We should get paid by Apple for doing this


----------



## Aeronyth (Dec 30, 2002)

Hahaha.


----------



## Aeronyth (Dec 30, 2002)

Oh, forgot..

I'm not THAT much of a PC gamer, but i do game occasionaly..and  the mac certainly lacks on the gaming side of things...


----------



## Ricky (Dec 30, 2002)

Well, as far as software goes, you have the whole MS Office suite going for Mac OS X, then you got all your free apps for OS X from Apple, like iTunes, iCal, and iChat  (Three very nice apps.  ).  Also, you got tons of alternatives to Microsoft out there as far as web browsers go (my favorite being Mozilla's Chimera, much leaner than IE).  What kind of programs are you most concerned with as far as compatibility goes?


----------



## Aeronyth (Dec 30, 2002)

Thank god that MacOSX has IE..i like IE.  Office too.

I think what concerns me more are the more specific applications..

Photoshop is available for mac...some Macromedia programs are available..

See, i'm talking myself in circles.  I need to make a visit to the apple store i think.


----------



## Aeronyth (Dec 30, 2002)

And besides, i have to learn a new OS... =/

I guess Mac is the better choice for web design, or anything related to audio and video.


----------



## voice- (Dec 30, 2002)

Games are there if you know where to look.

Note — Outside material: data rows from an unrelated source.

PR #84, opened 2026-08-27
A step raise earns the same next move as a first report

ButiMM:
## The customer failure

Traced through `handleMessage` on main `5e38582`, before any change. Same client, same message, same day — three outcomes decided only by what was already stored:

| turn | stored today | reply |
|---|---|---|
| **A** first report (INSERT) | none | `8 500 steps — nice one. 👌`<br><br>`Stand on a scale this morning, before you eat.` |
| **B** raise (UPDATE) | 3 000 | `8 500 steps — nice one. 👌` |
| **C** superseded (no change) | 9 000 | `9 000 steps — nice one. 👌` |

The day moved from 3 000 to 8 500 in **B** exactly as it moved from nothing to 8 500 in **A**. The client got a coach in one and a receipt in the other.

## The mechanism

`logStepsForUser` (`server/handlers/steps.ts`) has three exits and only one of them spoke:

```ts
if (steps > (existing[0].steps ?? 0) || opts?.correction) {
  await db.update(stepLogs).set({ steps })…    // state changed, silence
  return steps;
}
return existing[0].steps ?? steps;             // no change, silence is correct
…
await db.insert(stepLogs).values(…);
turnMutation(`INSERT steps=…`);                // only this one records
```

`closeCoachingTurn` asks `durableDomains(turnMutations())` what the turn changed, got nothing, and stood down. So Law 4 — *a durable write is followed by one next move* — was exempting the commonest shape of step report there is: a client topping up a total they already sent, "5k so far" at noon, "9k" at night.

## The correction

Two lines. No new owner, no new module.

1. The raise branch records its write, the way the INSERT already did.
2. `DURABLE_WRITE` matches it — following **water's** precedent, the existing entry for a domain whose durable write is an UPDATE. The verb stays the anchor, so `"TURN committed steps"` still cannot read as a write.

The no-change branch stays silent **on purpose**, and that is graded: a report the day does not take is not a durable write, and manufacturing a coaching move out of a read is the opposite defect.

## Proof

Graded as a **pair** — the contrast is the evidence. Grading the raise alone would pass on a build where neither turn gets a move.

| control | result |
|---|---|
| delete the mutation from the raise branch | **RED** — reproduces the trace verbatim: `"8 500 steps — nice one. 👌"` |
| revert `DURABLE_WRITE` to `/INSERT steps/i` | **RED** — same failure, proving the pattern half is load-bearing too |
| record the mutation unconditionally | **RED** — the superseded report invents a move: `"Make your next meal a proper protein meal."` |

Both halves of the fix fail independently, and the over-fire direction is guarded.

## Suite state

```
✓ tracking-contract-tests
suites: 32/35 green, 1 covered nothing in 99s
```

Governors, unchanged from main `5e38582`:

```
```

No budget raised, no suppression, no new module.

## Found while tracing — NOT fixed here, and NOT yet proven

`turnAlreadyWrote` (`server/handlers/chat-log.ts:557`) holds a **second** domain→pattern map that still reads `/INSERT steps/i`. It answers a different question — "has a door already written this domain this turn, so a later door should stand down?" — and this change does not alter its behaviour, since the new mutation string does not match its regex.

But it means a step **raise** is invisible to the duplicate-write guard. Whether that is reachable is **unverified**: I have not traced a path where the multi-day dating owner produces an UPDATE and a downstream single-day door then writes again. On this repo static candidates have been ~100% false positives, so it is recorded as a candidate, not a defect, and deliberately not acted on inside this cut.

---

### DIFF
--- a/script/tracking-contract-tests.ts
+++ b/script/tracking-contract-tests.ts
@@ -657,7 +657,7 @@ const MUST_WRITE: [string, string][] = [
    * week; the ordering control alone asks for `proteinAtTarget`, and it is the only case that
    * depends on which day it runs.
    */
-  async function coachingTurn(message: string, opts?: { seeWrites?: boolean; proteinAtTarget?: boolean; weeksOnProgramme?: number }) {
+  async function coachingTurn(message: string, opts?: { seeWrites?: boolean; proteinAtTarget?: boolean; weeksOnProgramme?: number; stepsAlready?: number }) {
     // BOTH THE COLUMN NAME AND THE SELECT ALIAS. The stub returns raw rows and does not apply
     // drizzle projections, so `db.select({ kcal: mealLogs.kcalInt })` reads undefined and the
     // client silently looked like they had logged NOTHING today — which quietly moved the ladder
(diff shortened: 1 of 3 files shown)


ButiMM:
## CI verified on the exact head `79318bf`

Run [33054425833](https://github.com/ButiMM/KamLife-Coach/actions/runs/33054425833/job/98457545670), completed 08:33 UTC.

```
suites: 32/35 green, 1 covered nothing in 87s
✓ tracking-contract-tests
✓ production-parity
```

**Baseline-equivalent.** Every number identical to main `5e38582`. The two RED suites are the pre-existing governors — no budget raised, no suppression, no new module.

Ready for the four questions.

---

PR #85, opened 2026-08-27
The distance answer contains the distance

ButiMM:
## The customer failure

Traced through `handleMessage` on main `31444ce`, before any change. A client holding 92kg with an 85kg target:

```
Kam — Scale: down 6.0kg since you started. This week: 0/3 sessions.
Today's protein: 200g / 180g.

That's the distance. The next move is still one thing.
```

The target is never named. The gap is never named. The reply asserts *"that's the distance"* and contains none.

## One correction to the framing

The master map has this as *"the existing trajectory capability is bypassed by the miscellaneous goal-distance mouth."* The trace says otherwise, and the difference matters for the fix.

I'd start with these sites:
http://www.aspyr.com
http://www.insidemacgames.com
http://www.macplay.com
http://www.ambrosia.com
http://www.blizzard.com

Take a peak and you might agree that while Macs don't have the supreme majority of games, they don't lack them either


----------



## edX (Dec 30, 2002)

well, according to at least one person, the mac doesn't have very good agriculture apps. 

there is no doubt that the mac platform has less apps available. and there are lots of little apps that only run on windows that we sometimes wish we had. i think your hobby example is a good one. when looking for apps to aid in landscaping, i found plenty for windows, a few for mac os 9 and only a couple of pitiful ones for os x. 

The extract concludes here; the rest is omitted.